(Records contained in a dataset)
PR #46, opened 2015-10-07
added notes for MutationObserver differences

### LINKED ISSUE #37: Why the slight differences from MutationObserver?
There are a number of slight differences in design from MutationObserver:

- IntersectionObserverInit is in the constructor, whereas for MutationObserver it is in the observe method.
- IntersectionObserver has an unobserve() method; MutationObserver does not.

These changes are probably well-motivated, but since I'm not too familiar with the design space, I find the mismatch surprising. If they are intentional, it would be nice to add a non-normative note explaining them. It might be the case that MutationObserver has flaws and this is a slightly better iteration.

mpb:
Fixes #37


index.bs
```diff
@@ -99,9 +99,23 @@ spec:dom-ls; type:interface; text:Document
...
+    {{Element}} (or the top-level document's viewport).
+
+    A <dfn>registered intersection observer</dfn> consists of an observer (an
+    {{IntersectionObserver}} object) and options (an
+    {{IntersectionObserverInit}} dictionary).
+
+    Note: In {{MutationObserver}}, the {{MutationObserverInit}} options are
+    passed to {{MutationObserver/observe()}} while in {{IntersectionObserver}}
+    they are passed to the constructor. This is because for MutationObserver,
+    each {{Node}} being observerd could have a different set of attributes to
```
domenic: typo observerd

index.bs
```diff
@@ -99,9 +99,23 @@ spec:dom-ls; type:interface; text:Document
...
+    filter. For IntersectionObserver, having different {{root}},
+    {{rootMargin}} or {{threshold}} values for each <i>target</i> seems to
+    introduce more complexity without solving additional use-cases. A
+    per-{{observe()}} init could be provided in the future if V2 introduces
```
domenic: "A per-observe() init" => "Per-observe() options"

domenic:
LGTM with nits. Thanks!

BTW if you use "Fixes" instead of "Addresses" in your commit message, GitHub will automatically close the issue that you reference. https://help.github.com/articles/closing-issues-via-commit-messages/

PR #47, opened 2015-10-07
Processing model re-write based on MutationObserver.

### LINKED ISSUE #35: Use of undefined variable "Document" throughout
All the processing model algorithms make reference to _Document_. But this is not defined. I assume it's meant to be a Document of some sort. But which one? From which window? This can be especially bad when e.g. code in one frame uses the IntersectionObserver constructor from another frame to observe an Element from a third frame.

### LINKED ISSUE #43: [[RegisteredIntersectionObservers]] setup is broken
This might be related to #35.

[[RegisteredIntersectionObservers]] is defined on Document and used in https://rawgit.com/slightlyoff/IntersectionObserver/master/index.html#3-3-event-loop, but nobody ever adds to it or removes from it.

In contrast, another [[RegisteredIntersectionObservers]] is defined on Element and modified by IntersectionObserver's methods, but nobody ever reads from it.

Again it might be worth consulting what Mutation Observers do here.

mpb:
Fixes #35 
Fixes #43

### DIFF
--- a/index.bs
+++ b/index.bs
@@ -13,14 +13,10 @@ Repository: slightlyoff/IntersectionObserver
 <pre class="anchors">
 urlPrefix: http://www.w3.org/TR/hr-time/; type: typedef; text: DOMHighResTimeStamp
 url: https://drafts.csswg.org/css-values/#lengths; type: attribute; text: length
-urlPrefix: https://html.spec.whatwg.org/multipage/browsers.html; type: dfn; text: unit of related similar-origin browsing contexts
 url: http://w3c.github.io/requestidlecallback/#dfn-list-of-idle-request-callbacks; type: dfn; text: list of idle request callbacks
 url: https://html.spec.whatwg.org/multipage/infrastructure.html#dfn-callback-this-value; type: dfn; text: callback this value
+urlPrefix: https://html.spec.whatwg.org/multipage/browsers.html; type: dfn; text: unit of related similar-origin browsing contexts
 urlPrefix: https://html.spec.whatwg.org/multipage/webappapis.html; type: dfn; text: report the exception
-urlPrefix: https://drafts.fxtf.org/css-masking-1/; type: dfn; text: the clip path
-url: https://dom.spec.whatwg.org/#concept-node-remove-ext; type: dfn; text: removing steps
-url: https://dom.spec.whatwg.org/#concept-tree-inclusive-descendant; type: dfn; text: inclusive descendants
-url: https://dom.spec.whatwg.org/#concept-tree-order; type: dfn; text: tree order
 urlPrefix: https://html.spec.whatwg.org/multipage/webappapis.html; type: dfn; text: event loop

▶ PROBLEM DETAILS
Every record, restated word for word, should make up your reply.

▶ ANSWER TO THIS EXERCISE
PR #46, opened 2015-10-07
added notes for MutationObserver differences

### LINKED ISSUE #37: Why the slight differences from MutationObserver?
There are a number of slight differences in design from MutationObserver:

- IntersectionObserverInit is in the constructor, whereas for MutationObserver it is in the observe method.
- IntersectionObserver has an unobserve() method; MutationObserver does not.

These changes are probably well-motivated, but since I'm not too familiar with the design space, I find the mismatch surprising. If they are intentional, it would be nice to add a non-normative note explaining them. It might be the case that MutationObserver has flaws and this is a slightly better iteration.

mpb:
Fixes #37


index.bs
```diff
@@ -99,9 +99,23 @@ spec:dom-ls; type:interface; text:Document
...
+    {{Element}} (or the top-level document's viewport).
+
+    A <dfn>registered intersection observer</dfn> consists of an observer (an
+    {{IntersectionObserver}} object) and options (an
+    {{IntersectionObserverInit}} dictionary).
+
+    Note: In {{MutationObserver}}, the {{MutationObserverInit}} options are
+    passed to {{MutationObserver/observe()}} while in {{IntersectionObserver}}
+    they are passed to the constructor. This is because for MutationObserver,
+    each {{Node}} being observerd could have a different set of attributes to
```
domenic: typo observerd

index.bs
```diff
@@ -99,9 +99,23 @@ spec:dom-ls; type:interface; text:Document
...
+    filter. For IntersectionObserver, having different {{root}},
+    {{rootMargin}} or {{threshold}} values for each <i>target</i> seems to
+    introduce more complexity without solving additional use-cases. A
+    per-{{observe()}} init could be provided in the future if V2 introduces
```
domenic: "A per-observe() init" => "Per-observe() options"

domenic:
LGTM with nits. Thanks!

BTW if you use "Fixes" instead of "Addresses" in your commit message, GitHub will automatically close the issue that you reference. https://help.github.com/articles/closing-issues-via-commit-messages/

PR #47, opened 2015-10-07
Processing model re-write based on MutationObserver.

### LINKED ISSUE #35: Use of undefined variable "Document" throughout
All the processing model algorithms make reference to _Document_. But this is not defined. I assume it's meant to be a Document of some sort. But which one? From which window? This can be especially bad when e.g. code in one frame uses the IntersectionObserver constructor from another frame to observe an Element from a third frame.

### LINKED ISSUE #43: [[RegisteredIntersectionObservers]] setup is broken
This might be related to #35.

[[RegisteredIntersectionObservers]] is defined on Document and used in https://rawgit.com/slightlyoff/IntersectionObserver/master/index.html#3-3-event-loop, but nobody ever adds to it or removes from it.

In contrast, another [[RegisteredIntersectionObservers]] is defined on Element and modified by IntersectionObserver's methods, but nobody ever reads from it.

Again it might be worth consulting what Mutation Observers do here.

mpb:
Fixes #35 
Fixes #43

### DIFF
--- a/index.bs
+++ b/index.bs
@@ -13,14 +13,10 @@ Repository: slightlyoff/IntersectionObserver
 <pre class="anchors">
 urlPrefix: http://www.w3.org/TR/hr-time/; type: typedef; text: DOMHighResTimeStamp
 url: https://drafts.csswg.org/css-values/#lengths; type: attribute; text: length
-urlPrefix: https://html.spec.whatwg.org/multipage/browsers.html; type: dfn; text: unit of related similar-origin browsing contexts
 url: http://w3c.github.io/requestidlecallback/#dfn-list-of-idle-request-callbacks; type: dfn; text: list of idle request callbacks
 url: https://html.spec.whatwg.org/multipage/infrastructure.html#dfn-callback-this-value; type: dfn; text: callback this value
+urlPrefix: https://html.spec.whatwg.org/multipage/browsers.html; type: dfn; text: unit of related similar-origin browsing contexts
 urlPrefix: https://html.spec.whatwg.org/multipage/webappapis.html; type: dfn; text: report the exception
-urlPrefix: https://drafts.fxtf.org/css-masking-1/; type: dfn; text: the clip path
-url: https://dom.spec.whatwg.org/#concept-node-remove-ext; type: dfn; text: removing steps
-url: https://dom.spec.whatwg.org/#concept-tree-inclusive-descendant; type: dfn; text: inclusive descendants
-url: https://dom.spec.whatwg.org/#concept-tree-order; type: dfn; text: tree order
 urlPrefix: https://html.spec.whatwg.org/multipage/webappapis.html; type: dfn; text: event loop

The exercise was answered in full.